What the exercise asks >>
The entries below contain a stretch that opens with the line containing "PR #390, opened 2021-07-26" and closes with the line containing "Looks like version"; set down that stretch exactly, both ends included, and nothing else.

Available data below:

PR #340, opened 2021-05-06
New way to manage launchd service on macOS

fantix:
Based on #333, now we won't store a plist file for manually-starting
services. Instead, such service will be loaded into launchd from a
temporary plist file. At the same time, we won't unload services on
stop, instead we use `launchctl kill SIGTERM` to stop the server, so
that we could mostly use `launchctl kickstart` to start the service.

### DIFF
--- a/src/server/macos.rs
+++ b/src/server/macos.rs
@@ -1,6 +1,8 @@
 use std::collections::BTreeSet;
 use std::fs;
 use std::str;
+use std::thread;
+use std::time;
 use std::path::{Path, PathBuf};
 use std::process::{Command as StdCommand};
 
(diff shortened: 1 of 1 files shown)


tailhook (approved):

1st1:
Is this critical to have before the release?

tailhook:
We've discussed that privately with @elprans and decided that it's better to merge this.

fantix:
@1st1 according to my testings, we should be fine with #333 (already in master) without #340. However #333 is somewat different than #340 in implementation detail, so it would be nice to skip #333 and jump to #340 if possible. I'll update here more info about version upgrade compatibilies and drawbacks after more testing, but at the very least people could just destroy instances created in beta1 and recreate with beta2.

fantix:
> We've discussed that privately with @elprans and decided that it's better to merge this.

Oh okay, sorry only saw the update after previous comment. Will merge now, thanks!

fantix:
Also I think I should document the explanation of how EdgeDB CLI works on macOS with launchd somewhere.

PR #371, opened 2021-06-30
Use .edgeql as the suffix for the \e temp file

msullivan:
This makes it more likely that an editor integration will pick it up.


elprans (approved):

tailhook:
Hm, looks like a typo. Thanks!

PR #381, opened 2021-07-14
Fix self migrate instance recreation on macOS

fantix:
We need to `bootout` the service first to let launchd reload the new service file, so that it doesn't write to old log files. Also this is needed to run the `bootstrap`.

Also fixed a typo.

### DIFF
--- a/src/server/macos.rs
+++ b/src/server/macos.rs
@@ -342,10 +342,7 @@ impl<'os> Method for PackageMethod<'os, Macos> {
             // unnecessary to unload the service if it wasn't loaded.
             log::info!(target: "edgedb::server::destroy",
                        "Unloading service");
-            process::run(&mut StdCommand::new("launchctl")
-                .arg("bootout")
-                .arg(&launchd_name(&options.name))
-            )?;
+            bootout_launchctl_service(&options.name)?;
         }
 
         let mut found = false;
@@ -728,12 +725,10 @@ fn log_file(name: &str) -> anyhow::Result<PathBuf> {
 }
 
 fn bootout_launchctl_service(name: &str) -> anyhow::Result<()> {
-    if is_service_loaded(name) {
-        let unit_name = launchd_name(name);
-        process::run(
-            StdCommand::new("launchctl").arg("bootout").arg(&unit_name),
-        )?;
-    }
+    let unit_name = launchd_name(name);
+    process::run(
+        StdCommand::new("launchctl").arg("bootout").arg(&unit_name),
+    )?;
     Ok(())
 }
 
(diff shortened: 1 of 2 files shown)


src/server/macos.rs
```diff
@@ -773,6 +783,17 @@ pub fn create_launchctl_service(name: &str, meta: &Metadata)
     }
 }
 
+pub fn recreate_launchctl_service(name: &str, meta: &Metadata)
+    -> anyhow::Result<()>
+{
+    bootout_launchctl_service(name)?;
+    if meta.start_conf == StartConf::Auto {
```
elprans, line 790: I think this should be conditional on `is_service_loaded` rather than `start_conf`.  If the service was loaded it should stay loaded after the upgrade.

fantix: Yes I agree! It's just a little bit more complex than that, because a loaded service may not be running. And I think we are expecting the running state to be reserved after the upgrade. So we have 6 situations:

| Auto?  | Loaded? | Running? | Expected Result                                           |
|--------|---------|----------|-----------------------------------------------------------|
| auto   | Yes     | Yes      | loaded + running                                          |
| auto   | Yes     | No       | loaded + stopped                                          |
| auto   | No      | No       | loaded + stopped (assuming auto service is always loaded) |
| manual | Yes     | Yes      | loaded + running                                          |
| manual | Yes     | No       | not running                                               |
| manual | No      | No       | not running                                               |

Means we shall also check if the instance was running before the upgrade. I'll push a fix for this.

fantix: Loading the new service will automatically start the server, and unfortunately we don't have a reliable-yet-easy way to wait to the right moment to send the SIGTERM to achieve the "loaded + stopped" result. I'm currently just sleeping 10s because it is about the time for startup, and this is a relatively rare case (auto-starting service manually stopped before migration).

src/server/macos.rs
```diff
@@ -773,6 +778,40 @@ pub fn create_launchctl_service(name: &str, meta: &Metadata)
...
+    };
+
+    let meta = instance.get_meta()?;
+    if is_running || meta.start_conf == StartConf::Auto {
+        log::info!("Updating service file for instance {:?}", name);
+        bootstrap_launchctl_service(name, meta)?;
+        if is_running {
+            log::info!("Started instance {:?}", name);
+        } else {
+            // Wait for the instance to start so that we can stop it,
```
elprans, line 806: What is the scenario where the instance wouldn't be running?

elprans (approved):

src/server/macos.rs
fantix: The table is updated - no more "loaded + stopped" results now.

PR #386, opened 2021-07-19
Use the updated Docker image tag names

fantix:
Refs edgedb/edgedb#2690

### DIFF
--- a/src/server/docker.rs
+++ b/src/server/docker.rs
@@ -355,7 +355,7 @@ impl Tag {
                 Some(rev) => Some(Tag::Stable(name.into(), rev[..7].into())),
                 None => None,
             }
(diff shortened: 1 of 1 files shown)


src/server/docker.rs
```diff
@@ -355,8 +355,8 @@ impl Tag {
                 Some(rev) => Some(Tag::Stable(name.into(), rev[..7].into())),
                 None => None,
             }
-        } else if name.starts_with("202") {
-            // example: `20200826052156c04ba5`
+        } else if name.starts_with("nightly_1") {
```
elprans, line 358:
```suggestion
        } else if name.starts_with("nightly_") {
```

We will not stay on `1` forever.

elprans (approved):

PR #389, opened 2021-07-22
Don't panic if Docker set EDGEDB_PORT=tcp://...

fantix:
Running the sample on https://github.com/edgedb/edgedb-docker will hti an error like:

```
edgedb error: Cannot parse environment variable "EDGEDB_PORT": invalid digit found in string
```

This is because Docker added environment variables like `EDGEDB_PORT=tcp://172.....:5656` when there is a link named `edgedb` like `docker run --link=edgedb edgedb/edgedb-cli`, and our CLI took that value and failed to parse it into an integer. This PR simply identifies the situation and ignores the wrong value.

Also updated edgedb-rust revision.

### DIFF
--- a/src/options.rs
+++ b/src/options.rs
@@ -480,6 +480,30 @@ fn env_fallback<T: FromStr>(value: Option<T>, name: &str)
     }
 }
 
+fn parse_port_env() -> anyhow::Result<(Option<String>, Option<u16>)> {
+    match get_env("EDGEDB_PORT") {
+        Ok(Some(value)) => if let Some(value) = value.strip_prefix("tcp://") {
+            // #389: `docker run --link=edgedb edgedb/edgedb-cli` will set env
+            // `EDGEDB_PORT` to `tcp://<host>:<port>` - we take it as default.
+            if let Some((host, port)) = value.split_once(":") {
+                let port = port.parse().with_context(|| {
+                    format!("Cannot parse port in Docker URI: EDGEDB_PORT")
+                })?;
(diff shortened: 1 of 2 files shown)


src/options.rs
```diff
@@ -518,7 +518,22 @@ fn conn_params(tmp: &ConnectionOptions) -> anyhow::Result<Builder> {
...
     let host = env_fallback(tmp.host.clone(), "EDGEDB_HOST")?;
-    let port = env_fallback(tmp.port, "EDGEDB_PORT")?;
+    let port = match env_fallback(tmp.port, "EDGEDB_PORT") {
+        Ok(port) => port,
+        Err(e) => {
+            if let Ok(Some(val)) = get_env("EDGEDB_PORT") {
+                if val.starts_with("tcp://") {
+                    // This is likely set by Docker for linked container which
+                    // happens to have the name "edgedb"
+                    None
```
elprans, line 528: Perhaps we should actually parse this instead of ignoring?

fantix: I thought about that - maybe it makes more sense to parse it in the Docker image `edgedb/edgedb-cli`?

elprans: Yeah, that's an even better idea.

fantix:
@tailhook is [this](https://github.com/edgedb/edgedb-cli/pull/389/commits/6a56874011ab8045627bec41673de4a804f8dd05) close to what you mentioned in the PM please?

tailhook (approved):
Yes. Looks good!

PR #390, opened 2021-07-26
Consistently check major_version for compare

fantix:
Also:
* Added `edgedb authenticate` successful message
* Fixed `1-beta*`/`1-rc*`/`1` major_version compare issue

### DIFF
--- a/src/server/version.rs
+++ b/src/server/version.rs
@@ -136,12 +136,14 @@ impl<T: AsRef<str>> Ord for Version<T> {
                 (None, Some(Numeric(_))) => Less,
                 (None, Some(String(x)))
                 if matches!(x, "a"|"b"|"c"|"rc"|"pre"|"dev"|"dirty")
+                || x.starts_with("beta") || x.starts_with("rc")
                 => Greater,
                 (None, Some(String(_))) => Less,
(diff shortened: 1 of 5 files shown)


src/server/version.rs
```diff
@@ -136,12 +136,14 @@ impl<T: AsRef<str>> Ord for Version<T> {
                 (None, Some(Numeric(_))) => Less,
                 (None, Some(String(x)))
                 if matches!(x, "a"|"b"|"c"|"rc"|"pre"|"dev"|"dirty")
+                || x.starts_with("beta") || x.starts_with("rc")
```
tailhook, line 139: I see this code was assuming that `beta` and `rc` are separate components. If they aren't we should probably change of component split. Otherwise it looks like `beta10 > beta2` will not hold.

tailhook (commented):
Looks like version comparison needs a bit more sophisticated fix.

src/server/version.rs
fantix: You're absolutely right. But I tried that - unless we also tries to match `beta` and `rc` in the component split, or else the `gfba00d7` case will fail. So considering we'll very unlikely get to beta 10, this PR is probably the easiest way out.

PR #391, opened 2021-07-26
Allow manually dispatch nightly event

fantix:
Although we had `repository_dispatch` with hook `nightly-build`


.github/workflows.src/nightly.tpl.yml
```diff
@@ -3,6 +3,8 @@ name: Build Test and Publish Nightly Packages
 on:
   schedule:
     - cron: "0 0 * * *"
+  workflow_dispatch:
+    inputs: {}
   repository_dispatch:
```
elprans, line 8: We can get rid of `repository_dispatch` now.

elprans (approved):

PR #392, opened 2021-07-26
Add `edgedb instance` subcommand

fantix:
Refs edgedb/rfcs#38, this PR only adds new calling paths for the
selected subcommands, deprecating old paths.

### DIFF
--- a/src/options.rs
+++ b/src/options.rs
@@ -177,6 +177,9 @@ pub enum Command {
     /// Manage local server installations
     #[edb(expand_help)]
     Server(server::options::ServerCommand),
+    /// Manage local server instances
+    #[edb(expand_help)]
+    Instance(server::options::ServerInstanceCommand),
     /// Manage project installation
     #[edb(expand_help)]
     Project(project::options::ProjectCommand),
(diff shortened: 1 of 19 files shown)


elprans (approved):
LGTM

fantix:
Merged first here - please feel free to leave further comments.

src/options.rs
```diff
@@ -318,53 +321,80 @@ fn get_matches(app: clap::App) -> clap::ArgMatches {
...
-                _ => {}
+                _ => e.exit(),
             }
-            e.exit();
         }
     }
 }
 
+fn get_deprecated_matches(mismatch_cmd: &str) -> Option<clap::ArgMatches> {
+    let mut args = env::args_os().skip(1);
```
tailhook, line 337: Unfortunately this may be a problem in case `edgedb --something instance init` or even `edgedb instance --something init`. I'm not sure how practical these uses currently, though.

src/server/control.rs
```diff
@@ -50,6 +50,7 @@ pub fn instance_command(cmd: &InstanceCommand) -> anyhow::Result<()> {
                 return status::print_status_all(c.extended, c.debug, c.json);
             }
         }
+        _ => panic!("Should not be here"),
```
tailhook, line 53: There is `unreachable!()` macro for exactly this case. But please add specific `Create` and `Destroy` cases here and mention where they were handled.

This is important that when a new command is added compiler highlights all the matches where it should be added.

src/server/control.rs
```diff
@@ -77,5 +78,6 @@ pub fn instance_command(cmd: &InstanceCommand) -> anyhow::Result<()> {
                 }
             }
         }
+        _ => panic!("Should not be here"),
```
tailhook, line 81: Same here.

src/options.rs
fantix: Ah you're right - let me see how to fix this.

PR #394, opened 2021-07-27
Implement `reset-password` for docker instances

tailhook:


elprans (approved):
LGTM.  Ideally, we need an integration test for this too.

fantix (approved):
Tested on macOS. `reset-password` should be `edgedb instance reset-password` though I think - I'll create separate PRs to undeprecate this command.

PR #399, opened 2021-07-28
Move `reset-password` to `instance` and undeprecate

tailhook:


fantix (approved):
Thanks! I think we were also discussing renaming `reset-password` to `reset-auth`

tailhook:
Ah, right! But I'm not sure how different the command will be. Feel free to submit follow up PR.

End of Available data.

Exercise result >>
PR #390, opened 2021-07-26
Consistently check major_version for compare

fantix:
Also:
* Added `edgedb authenticate` successful message
* Fixed `1-beta*`/`1-rc*`/`1` major_version compare issue

### DIFF
--- a/src/server/version.rs
+++ b/src/server/version.rs
@@ -136,12 +136,14 @@ impl<T: AsRef<str>> Ord for Version<T> {
                 (None, Some(Numeric(_))) => Less,
                 (None, Some(String(x)))
                 if matches!(x, "a"|"b"|"c"|"rc"|"pre"|"dev"|"dirty")
+                || x.starts_with("beta") || x.starts_with("rc")
                 => Greater,
                 (None, Some(String(_))) => Less,
(diff shortened: 1 of 5 files shown)


src/server/version.rs
```diff
@@ -136,12 +136,14 @@ impl<T: AsRef<str>> Ord for Version<T> {
                 (None, Some(Numeric(_))) => Less,
                 (None, Some(String(x)))
                 if matches!(x, "a"|"b"|"c"|"rc"|"pre"|"dev"|"dirty")
+                || x.starts_with("beta") || x.starts_with("rc")
```
tailhook, line 139: I see this code was assuming that `beta` and `rc` are separate components. If they aren't we should probably change of component split. Otherwise it looks like `beta10 > beta2` will not hold.

tailhook (commented):
Looks like version comparison needs a bit more sophisticated fix.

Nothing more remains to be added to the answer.